*WHAT IS NEEDED*
Look below for the line containing "2. To show attack" and the line containing "PR #5860, opened 2021-12-27"; repeat exactly those two lines and all lines between them, and nothing else.
# # # # #
PR #5855, opened 2021-12-26
Save attacks per civ for arrows for cities, missiles, dead units.

will-ca:
First of two feature expansions planned for #5824.

This one keeps tracks of recent attacks on a per-civ basis. Used for two things:

1. To show attack arrows for cities' bombardment.
2. To show attack arrows for units that have been killed— Implicitly enables arrows for single-use missile units.

The basic feature might still need time to stabilize or be decided on, I know. But honestly, I had a branch with a WIP commit where I already had most of this written and commented out, so may as well get the a PR ready.

Draft at first just in case I decide to change a name or a signature for forwards compatibility.


AdityaMH:
For killed unit, can used 50~70% tranparent icon/unit pixel.

yairm210:
Sure why not

PR #5860, opened 2021-12-27
Add `interface ICloneable` and extension functions to unify cloning behaviour.

will-ca:
There's at least 34 implementations of `fun clone()` in the codebase, and at least 8 uses of `.map { it.clone() }` or similar.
# # # # #
*ANSWER*
2. To show attack arrows for units that have been killed— Implicitly enables arrows for single-use missile units.

The basic feature might still need time to stabilize or be decided on, I know. But honestly, I had a branch with a WIP commit where I already had most of this written and commented out, so may as well get the a PR ready.

Draft at first just in case I decide to change a name or a signature for forwards compatibility.


AdityaMH:
For killed unit, can used 50~70% tranparent icon/unit pixel.

yairm210:
Sure why not

PR #5860, opened 2021-12-27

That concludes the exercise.